Jo Malone is like a phoenix reborn. Following time away from being a decades-long fixture of the fragrance industry, the scent savant has now launched Jo Loves, a new line of luxury candles and body products in clean, fresh and bright elixirs inspired by her travels and memories. Malone also pens a weekly Monday column (aptly named Ask Jo Malone) for the U.K.’s Evening Standard, where she and her experts and colleagues hand out business advice to budding (and experienced) entrepreneurs. Naturally, when we got Malone to chat for a few minutes, we couldn’t help but ask her for some advice of our own. At what point do you think a hobby goes from being a side project to a career? What do you think is the value of having a brand that uses your own name and identity? Are there any drawbacks? Going into Jo Loves and this cluttered fragrance industry, how did you want to set yourself apart? What makes Jo Loves unique and different? What’s your creative process usually like? How do you keep all of these ideas organized?
Some jobs are hobbies, and some are careers and businesses. You need to figure out which one yours is. I think there’s nothing wrong with a hobby. I built a business from a kitchen sink with four plastic jugs and turned it into a global brand. The minute it becomes your main source of income with expenses and overhead, you need to start thinking of it as something other than a hobby. As a hobby, it can be Monday, Wednesday and Friday — but a business is all the time.
It’s an asset and a liability at the same time. I think there are huge aspects of your personality are involved [when a brand is named after you], and for a brand, it’s important to have that integrity and authenticity. It’s reliability people can identify with.
I didn’t set out to be different. I wanted to stay true to myself and the artist that I am. I see life differently, so my creativity becomes reality in a different way. I’m much more courageous. With age, you change and evolve, and I think Jo Loves was something that reflects Jo, the person today, not who I was 20 years ago.

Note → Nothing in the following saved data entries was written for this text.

PR #353, opened 2024-10-27
add html formatter

saravanan30erd:
**Problem Statement**

Default option `table` provides pretty output in console using styles (colors, etc..) but when we save it into a file using `--fileoutput` styles will not be passed. If we share the output file to others via s3 or something, styles will be missed and looks plain. It would be nice to keep the styles when rendering from the file.

**Solution**

Default option `table` using `Rich` library and same library has function `export_html` to generate html from table output. It will keep the same styles used in default table formatter.

### DIFF
--- a/README.md
+++ b/README.md
@@ -30,7 +30,7 @@
     <a href="https://github.com/robusta-dev/krr/issues">Request Feature</a>
     ·
     <a href="#support">Support</a>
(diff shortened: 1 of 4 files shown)


saravanan30erd:
@aantn Could you please take a look at this PR?
Thanks

aantn (approved):
Looks great. Very nice and clean PR.

PR #374, opened 2024-12-10
new simple cpu limit strategy 

RoiGlinik:
New KRR strategy.

the default simple strategy suggests to set cpu limits to none always.

Some users use multi-tenants clusters and would like a strategy where cpu limit can be set to specific cpu percentile.

New simple_limit strategy will support this use case. supports cpu request and limit percentiles and use them for the cpu recommendations.


nherment (approved):
This looks fine to me although I'm not very familiar with this part of the codebase.
Should there be some tests in addition? Although this change look simple, there are a few pieces of logic than can be tested.

PR #377, opened 2024-12-16
fix Argo Rollout CR wrong annotation type

Miracle05:
For Argo Rollouts managed objects we are getting annotations with type  `ObjectLikeDict` and the further object creation `obj = K8sObjectData` is falling with error 

`validation error for K8sObjectData annotations value is not a valid dict (type=type_error.dict) `

So we need to call a __dict__ method for explicit type conversion

### DIFF
--- a/robusta_krr/core/integrations/kubernetes/__init__.py
+++ b/robusta_krr/core/integrations/kubernetes/__init__.py
@@ -207,7 +207,10 @@ class ClusterLoader:
             labels = item.metadata.labels
 
         if item.metadata.annotations:
-            annotations = item.metadata.annotations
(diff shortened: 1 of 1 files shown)


kimsehwan96:
Not only `annotations` but also `labels` need same logic like below

```python3
        if item.metadata.labels:
            if type(item.metadata.labels) is ObjectLikeDict:
                labels = item.metadata.labels.__dict__
            else:
                labels = item.metadata.labels
```

RoiGlinik:
Thanks @Miracle05  and @kimsehwan96 . Will test it shortly and approve. Ill add the labels part myself .

RoiGlinik (approved):

PR #390, opened 2025-01-05
Fix csv/json output to file

### LINKED ISSUE #380: v1.18.0 produces invalid YAML on long lines
**Describe the bug**

**Take the version number with a grain of salt, we only noticed this due to the new feature of reporting labels and annotations**

When producing a yaml report with KRR that contains very long lines (seems to be pretty exactly 81 columns), krr adds a line break, which often breaks the yaml format.

Example:
`rewe-digital.com/scm-image-commit: <commit-hash>` produces a line that's longer than 80 lines. This is being output to the yaml files as
```
rewe-digital.com/scm-image-commit: 
 <commit-hash>
```
Which is invalid yaml, so it breaks programs trying to parse the file

**To Reproduce**
1. create some kubernetes resource where label + value is longer than 80 columns
2. analyze this resource with krr and configure yaml output
3. check the produced yaml file

**Workaround**
For now simply downgrading to 1.17.0 fixes the issue since the labels and annotations are not being written to the output report

aantn:
Fixes #380

### DIFF
--- a/robusta_krr/core/runner.py
+++ b/robusta_krr/core/runner.py
@@ -121,7 +121,7 @@ class Runner:
 
             with open(file_name, "w") as target_file:
                 # don't use rich when writing a csv or html to avoid line wrapping etc
-                if settings.format == "csv" or settings.format == "html":
+                if settings.format == "csv" or settings.format == "html" or settings.format == "json" or settings.format == "yaml":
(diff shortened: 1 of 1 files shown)


arikalon1 (approved):
LGTM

I create every single day, it’s part of my everyday life. I’ll look at something and the elements around me — like Pomelo was a walk on a Turks and Caicos beach, the white sand and the glasses of fizzy water and sting rays following me in the water. I create [fragrance] notes the way you would with music. I don’t have an office or a desk. I sit wherever creativity is.
I memorize, and I have a notebook. I put everything in my notebook — thick pen if it’s urgent, thin pen if it’s carrying into the next day. A lot of my memories are locked in my head. I look at it like a library with lots of bottles I can pull memories and notes from.